§ PROMPT
Search the material and gather each line with "data" in it.

************

PR #335, opened 2025-01-28
traits: add mock driver support for security event trait

deanredfern26:
add mock driver support for security event trait, add mock security driver to UGS config and add client test tool SC-999

### DIFF
--- a/pkg/driver/mock/auto/securityevent.go
+++ b/pkg/driver/mock/auto/securityevent.go
@@ -1,0 +1,33 @@
+package auto
+
+import (
+	"context"
+	"time"
+
+	"google.golang.org/protobuf/types/known/timestamppb"
+
+	"github.com/vanti-dev/sc-bos/pkg/gentrait/securityevent"
+	"github.com/vanti-dev/sc-bos/pkg/task/service"
+)
+
+func SecurityEventAuto(model *securityevent.Model) *service.Service[string] {
+	slc := service.New(service.MonoApply(func(ctx context.Context, _ string) error {
+		go func() {
+			timer := time.NewTimer(30 * time.Second)
+			for {
+				select {
+				case <-ctx.Done():
+					return
+				case <-timer.C:
+					_, _ = model.GenerateSecurityEvent(timestamppb.Now())
+					timer.Reset(30 * time.Second)
+				}
+			}
+		}()
+		return nil
+	}), service.WithParser(func(data []byte) (string, error) {
+		return string(data), nil
+	}))
+	_, _ = slc.Configure([]byte{})
+	return slc
+}
--- a/pkg/gentrait/securityevent/model.go
+++ b/pkg/gentrait/securityevent/model.go
@@ -1,0 +1,83 @@
+package securityevent
+
+import (
+	"context"
+	"strconv"
+	"time"
+
+	"google.golang.org/protobuf/types/known/timestamppb"
+
+	"github.com/smart-core-os/sc-golang/pkg/resource"
+	"github.com/vanti-dev/sc-bos/pkg/gen"
+)
+
+var subSystems = [2]string{"access control", "cctv"}
+
+type Model struct {
+	lastSecurityEvent *resource.Value // of *gen.SecurityEvent
+	allSecurityEvents []*gen.SecurityEvent
+	ticker            *time.Ticker
+	ctx               context.Context
+	genId             int
+}
+
+func NewModel(opts ...resource.Option) *Model {
+	defaultOpts := []resource.Option{resource.WithInitialValue(&gen.SecurityEvent{})}
+	opts = append(defaultOpts, opts...)
+
+	m := &Model{
+		lastSecurityEvent: resource.NewValue(opts...),
+	}
+
+	// let's add some events to start with so we can test the list method without waiting
+	startTime := time.Now().Add(-100 * time.Minute)
+	for i := 0; i < 100; i++ {
+		_, _ = m.GenerateSecurityEvent(timestamppb.New(startTime))
+		startTime = startTime.Add(time.Minute)
+	}
+
+	return m
+}
+
+// AddSecurityEvent manually add a security event to the model
+func (m *Model) AddSecurityEvent(se *gen.SecurityEvent, opts ...resource.WriteOption) (*gen.SecurityEvent, error) {
+	v, err := m.lastSecurityEvent.Set(se, opts...)
+	if err != nil {
+		return nil, err
+	}
+	m.allSecurityEvents = append(m.allSecurityEvents, se)
+	return v.(*gen.SecurityEvent), nil
+}
+
+// GenerateSecurityEvent generates a security event and adds it to the model
+func (m *Model) GenerateSecurityEvent(time *timestamppb.Timestamp) (*gen.SecurityEvent, error) {
+	se := &gen.SecurityEvent{
+		SecurityEventTime: time,
+		Description:       "Generated security event",
+		Id:                strconv.Itoa(m.genId),
+		Source: &gen.SecurityEvent_Source{
+			Subsystem: subSystems[m.genId%2],
+		},
+		EventType: gen.SecurityEvent_EventType(m.genId % 22),
+	}
+	m.genId++
+	return m.AddSecurityEvent(se)
+}
+
+func (m *Model) PullSecurityEvents(ctx context.Context, opts ...resource.ReadOption) <-chan *gen.PullSecurityEventsResponse_Change {
+	send := make(chan *gen.PullSecurityEventsResponse_Change)
+
+	recv := m.lastSecurityEvent.Pull(ctx, opts...)
+	go func() {
+		defer close(send)
+		for change := range recv {
+			value := change.Value.(*gen.SecurityEvent)
+			send <- &gen.PullSecurityEventsResponse_Change{
+				OldValue: nil,
+				NewValue: value, // the mock driver only generates new security events and does not delete them
+			}
+		}
+	}()
+
+	return send
+}
--- a/pkg/gentrait/securityevent/model_server.go
+++ b/pkg/gentrait/securityevent/model_server.go
@@ -1,0 +1,73 @@
+package securityevent
+
+import (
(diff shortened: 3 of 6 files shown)


pkg/gentrait/securityevent/model_server.go
```diff
@@ -0,0 +1,73 @@
...
+	}
+
+	count := req.PageSize
+	if count == 0 {
+		count = 50
+	} else if count > 1000 {
+		count = 1000
+	}
+
+	var resp gen.ListSecurityEventsResponse
```
mattnathan, line 50: This is a strange way to do this, normally we'd write `resp := &gen.ListSecurityEventsResponse{}` as the non-pointer type isn't a `proto.Message`, only the pointer version is.

pkg/gentrait/securityevent/model_server.go
```diff
@@ -0,0 +1,73 @@
...
+
+	// reverse to retrieve the latest events first
+	for i := startIndex - 1; i >= 0; i-- {
+		resp.SecurityEvents = append(resp.SecurityEvents, m.model.allSecurityEvents[i])
+		if len(resp.SecurityEvents) >= int(count) {
+			resp.NextPageToken = strconv.Itoa(i - 1)
```
mattnathan, line 56: Normally I'd say using an index as a page token isn't safe, indexes tend to change and you can get duplicated or missing items between pages if the list grows/shrinks between requests. I _think_ it's safe in this case though because the index starts at the oldest event so shouldn't change. Might be worth a comment line somewhere to let future us know why it's safe here.

pkg/gentrait/securityevent/model_server.go
```diff
@@ -0,0 +1,73 @@
...
+			break
+		}
+	}
+	resp.TotalSize = int32(len(m.model.allSecurityEvents))
+	return &resp, nil
+}
+
+func (m *ModelServer) PullSecurityEvents(request *gen.PullSecurityEventsRequest, server gen.SecurityEventApi_PullSecurityEventsServer) error {
+	for change := range m.model.PullSecurityEvents(server.Context(), resource.WithReadMask(request.ReadMask), resource.WithUpdatesOnly(request.UpdatesOnly)) {
```
mattnathan, line 65: It looks like this implementation only supports updates only, or at least when UpdatesOnly is false they only get 1 event returned. I'm not sure what the correct thing to do here is as the event list can be large. Maybe when UpdatesOnly is false we could sent a default page size of records back down the stream first?

pkg/gentrait/securityevent/model.go
```diff
@@ -0,0 +1,83 @@
...
+
+	recv := m.lastSecurityEvent.Pull(ctx, opts...)
+	go func() {
+		defer close(send)
+		for change := range recv {
+			value := change.Value.(*gen.SecurityEvent)
+			send <- &gen.PullSecurityEventsResponse_Change{
+				OldValue: nil,
+				NewValue: value, // the mock driver only generates new security events and does not delete them
+			}
```
mattnathan, line 78: You're missing some fields for this change: ChangeTime and ChangeType

mattnathan (changes requested):

pkg/driver/mock/auto/securityevent.go
```diff
@@ -0,0 +1,33 @@
...
+	"google.golang.org/protobuf/types/known/timestamppb"
+
+	"github.com/vanti-dev/sc-bos/pkg/gentrait/securityevent"
+	"github.com/vanti-dev/sc-bos/pkg/task/service"
+)
+
+func SecurityEventAuto(model *securityevent.Model) *service.Service[string] {
+	slc := service.New(service.MonoApply(func(ctx context.Context, _ string) error {
+		go func() {
+			timer := time.NewTimer(30 * time.Second)
```
mattnathan, line 16: You could just use a ticker here, can't think it's doing anything taxing that'd need the 30s to be strictly between tasks instead of periodic.

pkg/gentrait/securityevent/model.go
```diff
@@ -0,0 +1,87 @@
...
+	"github.com/vanti-dev/sc-bos/pkg/gen"
+)
+
+var subSystems = [2]string{"access control", "cctv"}
+
+type Model struct {
+	lastSecurityEvent *resource.Value // of *gen.SecurityEvent
+	allSecurityEvents []*gen.SecurityEvent
+	genId             int
+	mu                sync.Mutex
```
mattnathan, line 22: Generally with Mutexes (and other sync types) we put it before the things that it guards and comment what it guards:
```go
type Foo struct {
  other Prop

  mu sync.Mutex // guards the props below, or guards a and b, or guards non-exported fields, or something like that
  a string
  b int

  other Prop
}
```

pkg/gentrait/securityevent/model.go
```diff
@@ -0,0 +1,87 @@
...
+	se := &gen.SecurityEvent{
+		SecurityEventTime: time,
+		Description:       "Generated security event",
+		Id:                strconv.Itoa(m.genId),
+		Source: &gen.SecurityEvent_Source{
+			Subsystem: subSystems[m.genId%2],
+		},
+		EventType: gen.SecurityEvent_EventType(m.genId % 22),
+	}
+	m.genId++
```
mattnathan, line 66: This is not safe for concurrent use. Either you need to document that only Add and Pull are safe or make this safe too.

pkg/gentrait/securityevent/model_server.go
```diff
@@ -0,0 +1,101 @@
...
+
+func (m *ModelServer) ListSecurityEvents(_ context.Context, req *gen.ListSecurityEventsRequest) (*gen.ListSecurityEventsResponse, error) {
+
+	// page token is just the index of where we left off (if any)
+	// this works with the current basic implementation because we only support a list of all events without filtering/sorting
+	// and the events are stored in ascending chronological order. If this either of these things change, this will need to be rethought
+	pageToken := req.GetPageToken()
+	m.model.mu.Lock()
+	defer m.model.mu.Unlock()
+	startIndex := len(m.model.allSecurityEvents)
```
mattnathan, line 39: This is _really_ bad practice, mutexes have an owner and that owner is usually the type that contains them. Only the owner should directly use or reference that mutex. You need to move the functionality that needs the lock into the Model type, I guess on a new method.

pkg/gentrait/securityevent/model_server.go
```diff
@@ -0,0 +1,101 @@
...
+	resp.TotalSize = int32(len(m.model.allSecurityEvents))
+	return resp, nil
+}
+
+// PullSecurityEvents returns a channel of security events
+// If updatesOnly is false, only the previous 50 events will be sent before any new events
+// For historical events use ListSecurityEvents
+func (m *ModelServer) PullSecurityEvents(request *gen.PullSecurityEventsRequest, server gen.SecurityEventApi_PullSecurityEventsServer) error {
+	if !request.UpdatesOnly {
+		m.model.mu.Lock()
```
mattnathan, line 74: See other comment, nothing should reference the mutex than the Model type and its methods.

pkg/gentrait/securityevent/model_server.go
```diff
@@ -0,0 +1,101 @@
...
+				m.model.mu.Unlock()
+				return err
+			}
+		}
+		m.model.mu.Unlock()
+	}
+	for change := range m.model.PullSecurityEvents(server.Context(), resource.WithReadMask(request.ReadMask), resource.WithUpdatesOnly(request.UpdatesOnly)) {
+		var msg gen.PullSecurityEventsResponse
+		msg.Changes = append(msg.Changes, change)
+		if err := server.Send(&msg); err != nil {
```
mattnathan, line 96: When a type is defined in terms of its pointer type, try to define variables in that form. proto.Message implementations are all pointer types (*OnOff not OnOff). Instead of

```go
var msg OnOff
...
doSomething(&msg)
```

We should be true to type and write

```go
msg := &OnOff{} // or msg := new(OnOff)
...
doSomething(msg)
```

mattnathan (changes requested):

pkg/gentrait/securityevent/model.go
```diff
@@ -0,0 +1,166 @@
...
+	return send
+}
+
+func (m *Model) unlock() {
+	m.mu.Unlock()
+}
+
+func (m *Model) lock() {
+	m.mu.Lock()
+}
```
mattnathan, line 166: I don't think these are required

pkg/gentrait/securityevent/model.go
```diff
@@ -0,0 +1,166 @@
...
+			Subsystem: subSystems[m.genId%2],
+		},
+		EventType: gen.SecurityEvent_EventType(m.genId % 22),
+	}
+	m.genId++
+	m.mu.Unlock()
+	return m.AddSecurityEvent(se)
+}
+
+func (m *Model) ListSecurityEvents(req *gen.ListSecurityEventsRequest) (*gen.ListSecurityEventsResponse, error) {
```
mattnathan, line 73: All other models we have try not to require the rpc request/response objects to interact with the data. Could you add a `ListSecurityEvents(start, end int) []*gen.SecurityEvent` function? Would that work?

pkg/gentrait/securityevent/model.go
```diff
@@ -0,0 +1,166 @@
...
+		if len(resp.SecurityEvents) >= int(count) {
+			resp.NextPageToken = strconv.Itoa(i - 1)
+			break
+		}
+	}
+	resp.TotalSize = int32(len(m.allSecurityEvents))
+	return resp, nil
+}
+
+func (m *Model) PullSecurityEventsWrapper(request *gen.PullSecurityEventsRequest, server gen.SecurityEventApi_PullSecurityEventsServer) error {
```
mattnathan, line 110: Other models that need to do this have function that return both current data and a stream like resource.Collection does.

If you want to keep this func here then it shouldn't be exported as its not really something people who just have a model can use.

mattnathan (changes requested):

mattnathan (approved):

************

§ RESPONSE AREA
+	}), service.WithParser(func(data []byte) (string, error) {
+		return string(data), nil
mattnathan, line 73: All other models we have try not to require the rpc request/response objects to interact with the data. Could you add a `ListSecurityEvents(start, end int) []*gen.SecurityEvent` function? Would that work?
mattnathan, line 110: Other models that need to do this have function that return both current data and a stream like resource.Collection does.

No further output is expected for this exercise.